- Theatrical release poster
- Italian: Qui rido io
- Directed by: Mario Martone
- Screenplay by: Mario Martone; Ippolita Di Majo;
- Story by: Mario Martone; Ippolita Di Majo;
- Produced by: Nicola Giuliano; Francesca Cima; Carlotta Calori;
- Starring: Toni Servillo; Maria Nazionale; Cristiana Dell'Anna; Antonia Truppo; Eduardo Scarpetta; Roberto De Francesco; Lino Musella; Marzia Onorato; Paolo Pierobon; Gianfelice Imparato; Iaia Forte;
- Cinematography: Renato Berta
- Edited by: Jacopo Quadri
- Production companies: Indigo Film; Rai Cinema; Tornasol;
- Distributed by: 01 Distribution
- Release dates: 7 September 2021 (Venice); 9 September 2021 (Italy);
- Running time: 133 minutes
- Countries: Italy; Spain;
- Languages: Italian, Neapolitan

= The King of Laughter =

2021 Italian-Spanish biographical drama

The King of Laughter (Qui rido io) is a 2021 Italian-Spanish biographical drama film directed by Mario Martone about actor and playwright Eduardo Scarpetta's legal battle against Gabriele D'Annunzio over his parody of the latter's The Daughter of Iorio (1904). Toni Servillo stars as Scarpetta.
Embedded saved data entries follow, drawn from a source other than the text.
PR #255, opened 2019-05-14
Fix vtk extractor bug

bradyrx:
Quick fix on a bug @pwolfram and I found in `paraview_vtk_field_extractor.py`. 

Note that `time_series_file` is closed, and then called in the else block in L175. This breaks the extractor if one just uses the `-f` flag (and not the `-m` flag), e.g. when the mesh and desired variables are contained in the same file.

https://github.com/MPAS-Dev/MPAS-Tools/blob/e2202ecb0a98562a9221971f8dd01dd4c5fc08c8/visualization/paraview_vtk_field_extractor/paraview_vtk_field_extractor.py#L167-L177

Although note that `time_series_file.close()` is called again towards the end of this block:
https://github.com/MPAS-Dev/MPAS-Tools/blob/e2202ecb0a98562a9221971f8dd01dd4c5fc08c8/visualization/paraview_vtk_field_extractor/paraview_vtk_field_extractor.py#L373

So perhaps this is a merge bug and it should just remain at L373 and be removed around the region I implemented the fix.

### DIFF
--- a/visualization/paraview_vtk_field_extractor/paraview_vtk_field_extractor.py
+++ b/visualization/paraview_vtk_field_extractor/paraview_vtk_field_extractor.py
@@ -164,8 +164,6 @@ def build_field_time_series(local_time_indices, file_names, mesh_file,
         else:
             nHyperSlabs += len(extra_dim_vals)
 
-    time_series_file.close()
-
     any_var_has_time_dim = np.any(var_has_time_dim)
 
     if topo_dim is not None:
@@ -175,6 +173,8 @@ def build_field_time_series(local_time_indices, file_names, mesh_file,
             nTopoLevels = len(time_series_file.dimensions[topo_dim])
     else:
         nTopoLevels = None
+
+    time_series_file.close()
 
     try:
         os.makedirs(out_dir)


xylar:
@bradyrx, this looks good to me.  Can you explain why there's a weird merge commit in this PR, though?  Seems like that could be removed with a rebase.

bradyrx:
@xylar, the merge commit is because I had an old MPAS-Tools fork and caught it up to master from the main repo. It appended onto this PR for some reason.

I'm having trouble getting rid of it through my standard method. Doing the following:
```shell
git clone git@github.com:bradyrx/MPAS-Tools.git
cd MPAS-Tools
git remote add main git@github.com:MPAS-Dev/MPAS-Tools.git
git fetch --all
git checkout fix_vtk_extractor_bug
git rebase -i main/master
```

I am only left with the following commit, without the merge commit to fixup.
`>>> pick c9e34e3 bugfix on time_series_file.close() location`

Following rebase the log shows the merge commit disappeared. So I run `git push -f origin/fix_vtk_extractor_bug` per usual to update the commits, and get `fatal: You didn't specify any refspecs to push, and push.default is "nothing".`

Any thoughts on how to drop that merge fix? I could open a new PR without it, but this seems like a good learning opportunity.

xylar:
@bradyrx, the only problem is your push:
```
git push -f origin fix_vtk_extractor_bug
```
You had a slash there that shouldn't be there.

bradyrx:
Sigh. I was 95% of the way there. Thanks @xylar. This should be good to go!

xylar:
Thanks, @bradyrx!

The film was selected to compete for the Golden Lion at the 78th Venice International Film Festival.

==Reception==
The King of Laughter has an approval rating of 75% on review aggregator website Rotten Tomatoes, based on 8 reviews, and an average rating of 6.3/10.

Reviewing the film for Variety at the Venice Film Festival, Guy Lodge wrote, "Martone’s film certainly appears to channel the spirit of Scarpetta, though its 18-course tribute banquet doesn’t leave you particularly hungry to investigate further."